The DNS root zone is served by root servers – also known as authoritative servers, which keep the public copy of the root zone file. There is a misconception that the total number of root servers is 13. The fact is that there are hundreds of root servers scattered at various locations around the world. The number 13 comes from the 13 different hostnames, due to a technical limitation in the design of the DNS. Twelve entities – academic/public institutions (6), commercial companies (3), and governmental institutions (3) – manage these primary instances and ensure that all root servers within the same instance have the updated copy of the root zone file.

If one of the 13 hostnames crashes, the remaining 12 would continue to function. Even if all 13 went down simultaneously, the resolution of domain names into IP addresses (the main function of root servers) would continue on other domain name servers, distributed hierarchically throughout the Internet.

The system of root servers is considerably strengthened by the Anycast scheme, which replicates root servers throughout the world. This provides many advantages, including an increased robustness of the DNS and the faster resolution of Internet addresses (with the Anycast scheme, the resolving servers are closer to the end-users).

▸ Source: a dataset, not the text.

PR #213, opened 2019-06-03
Add keypad keys

be-adairing:
Android can have extra keypad keys, typically used on BlueTooth controllers. This patch enables these extra KEYCODES to be used within XCS, ie with LUA scripts.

Therefore, hundreds of domain name servers contain copies of the root zone file and an immediate and catastrophic collapse of the Internet could not occur. It would take some time before any serious functional consequences would be noticed, during which time it would be possible to reactivate the original servers or to create new ones.

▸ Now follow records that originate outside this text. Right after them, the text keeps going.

PR #219, opened 2019-06-20
Extend SeeYouReader to parse the ICAO Field in CUP files

lordfolken:
The ICAO field aka short name is currently unused. This parses the entry and displays it in the waypoint details dialog. It also makes the short name searchable. 

Waypoint Details
2020-08-12-104438_640x480_scrot

Waypoint Search List Dialog
2020-08-12-104219_640x480_scrot

- [x] fix the merge and rebase code
- [x] make shortname field searchable in waypoint search
- [x] actually display field in Waypoint dialog
- [x] display shortname field in Waypoint List
- [x] update NEWS.txt

### DIFF
--- a/src/Dialogs/Waypoint/WaypointInfoWidget.cpp
+++ b/src/Dialogs/Waypoint/WaypointInfoWidget.cpp
@@ -130,6 +130,9 @@ WaypointInfoWidget::Prepare(ContainerWindow &parent, const PixelRect &rc)
   if (!buffer.empty())
     AddReadOnly(_("Runway"), nullptr, buffer);
 
+  if (!waypoint->shortname.empty())
+    AddReadOnly(_("Short Name"), nullptr, waypoint->shortname.c_str());
+
   if (FormatGeoPoint(waypoint->location,
                      buffer.buffer(), buffer.capacity()) != nullptr)
     AddReadOnly(_("Location"), nullptr, buffer);
--- a/src/Engine/Waypoint/Waypoints.cpp
+++ b/src/Engine/Waypoint/Waypoints.cpp
@@ -104,16 +104,22 @@ void
 Waypoints::WaypointNameTree::Add(WaypointPtr wp)
 {
   TCHAR normalized_name[wp->name.length() + 1];
+  TCHAR normalized_shortname[wp->shortname.length() +1];
   NormalizeSearchString(normalized_name, wp->name.c_str());
+  NormalizeSearchString(normalized_shortname, wp->shortname.c_str());
   RadixTree<WaypointPtr>::Add(normalized_name, std::move(wp));
+  RadixTree<WaypointPtr>::Add(normalized_shortname, std::move(wp));
 }
 
 void
 Waypoints::WaypointNameTree::Remove(const WaypointPtr &wp)
 {
   TCHAR normalized_name[wp->name.length() + 1];
+  TCHAR normalized_shortname[wp->shortname.length() + 1];
   NormalizeSearchString(normalized_name, wp->name.c_str());
+  NormalizeSearchString(normalized_shortname, wp->shortname.c_str());
   RadixTree<WaypointPtr>::Remove(normalized_name, wp);
+  RadixTree<WaypointPtr>::Remove(normalized_shortname, wp);
 }
 
 Waypoints::Waypoints()
--- a/src/Renderer/WaypointListRenderer.cpp
+++ b/src/Renderer/WaypointListRenderer.cpp
@@ -89,7 +89,13 @@ Draw(Canvas &canvas, PixelRect rc,
   row_renderer.DrawSecondRow(canvas, rc, buffer);
 
   // Draw waypoint name
-  row_renderer.DrawFirstRow(canvas, rc, waypoint.name.c_str());
+  if (!waypoint.shortname.empty()) {
+    std::string waypoint_title = waypoint.name+" ("+waypoint.shortname+")";
+    row_renderer.DrawFirstRow(canvas, rc, waypoint_title.c_str());
+  }
+  else {
+    row_renderer.DrawFirstRow(canvas, rc, waypoint.name.c_str());
+  }
 }
 
 void
@@ -153,5 +159,11 @@ WaypointListRenderer::Draw(Canvas &canvas, PixelRect rc,
   row_renderer.DrawSecondRow(canvas, rc, buffer);
 
   // Draw waypoint name
-  row_renderer.DrawFirstRow(canvas, rc, waypoint.name.c_str());
+  if (!waypoint.shortname.empty()) {
+    std::string waypoint_title = waypoint.name+" ("+waypoint.shortname+")";
+    row_renderer.DrawFirstRow(canvas, rc, waypoint_title.c_str());
+  }
+  else {
+    row_renderer.DrawFirstRow(canvas, rc, waypoint.name.c_str());
+  }
 }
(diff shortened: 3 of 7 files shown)


src/Dialogs/Waypoint/WaypointInfoWidget.cpp
```diff
@@ -130,10 +130,13 @@ WaypointInfoWidget::Prepare(ContainerWindow &parent, const PixelRect &rc)
...
     AddReadOnly(_("Runway"), nullptr, buffer);
 
+  if (!waypoint->icao.empty())
+    AddReadOnly(_("ICAO"), nullptr, waypoint->icao.c_str());
+
   if (FormatGeoPoint(waypoint->location,
                      buffer.buffer(), buffer.capacity()) != nullptr)
     AddReadOnly(_("Location"), nullptr, buffer);
-
+
```
rawtaz: I'm guessing this shouldn't be here :)

lordfolken: done

src/Renderer/WaypointListRenderer.cpp
```diff
@@ -89,7 +89,13 @@ Draw(Canvas &canvas, PixelRect rc,
   row_renderer.DrawSecondRow(canvas, rc, buffer);
 
   // Draw waypoint name
-  row_renderer.DrawFirstRow(canvas, rc, waypoint.name.c_str());
+  if (!waypoint.shortname.empty()) {
+    std::string waypoint_title = waypoint.name+" ("+waypoint.shortname+")";
```
MaxKellermann, line 93: This is very inefficient, because it will:
1. copy `waypoint.name`
2. do another copy with `waypoint.name + " ("
3. do another copy of everything so far, appending `waypoint.shortname`
4. do yet another copy of everything so far, appending `")"`
It would be OK to be very inefficient now and optimize later, but this is so bad, it deserves a TODO comment.
But... does this compile on Windows?

src/Engine/Waypoint/Waypoints.cpp
```diff
@@ -104,16 +104,22 @@ void
 Waypoints::WaypointNameTree::Add(WaypointPtr wp)
 {
   TCHAR normalized_name[wp->name.length() + 1];
+  TCHAR normalized_shortname[wp->shortname.length() +1];
```
MaxKellermann, line 107: This is a variable-length array which is illegal in C++.
The line above it does the same, but it's also bad. We should fix all VLAs in our code, and not write new code using this feature.

src/Engine/Waypoint/Waypoints.cpp
```diff
@@ -104,16 +104,22 @@ void
...
   NormalizeSearchString(normalized_name, wp->name.c_str());
+  NormalizeSearchString(normalized_shortname, wp->shortname.c_str());
   RadixTree<WaypointPtr>::Add(normalized_name, std::move(wp));
+  RadixTree<WaypointPtr>::Add(normalized_shortname, std::move(wp));
```
MaxKellermann, line 111: What is the value of `wp` before executing this line?
By answering this question, you'll find out that this is broken and cannot work.

src/Renderer/WaypointListRenderer.cpp
lordfolken: I understand. The new implementation is now using string append();

src/Engine/Waypoint/Waypoints.cpp
lordfolken: I replaced this vla with a dynamic array. I left the original code, as this cleanup isn't part of this feature.

lordfolken:
@MaxKellermann could you review again?

src/Engine/Waypoint/Waypoints.cpp
```diff
@@ -106,6 +106,11 @@ Waypoints::WaypointNameTree::Add(WaypointPtr wp)
   TCHAR normalized_name[wp->name.length() + 1];
   NormalizeSearchString(normalized_name, wp->name.c_str());
   RadixTree<WaypointPtr>::Add(normalized_name, std::move(wp));
+  if (!wp->shortname.empty()) {
```
MaxKellermann, line 109: This will crash. See also https://github.com/XCSoar/XCSoar/pull/219#discussion_r475554551 (which you did not resolve).

src/Renderer/WaypointListRenderer.cpp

Alternative root server systems – feasibility and risks

While ICANN, via PTI, operates and manages the DNS root that most users of the public Internet rely on, there are also active alternative DNS roots. Organisations operating such roots offer their own top-level domains (usually different from the ones administered within the ICANN framework); end-users wishing to use such services need to reconfigure their network settings to deviate from the universal root to the alternative one. Examples of alternative roots include AlterNIC, Open NIC, New.net, and Name.space. Most of them were unsuccessful, accounting for only a few per cent of Internet users. One more recent project – the Yeti DNS Project – plans to ‘build a parallel experimental live IPv6 DNS root system to discover the limits of DNS root name service’.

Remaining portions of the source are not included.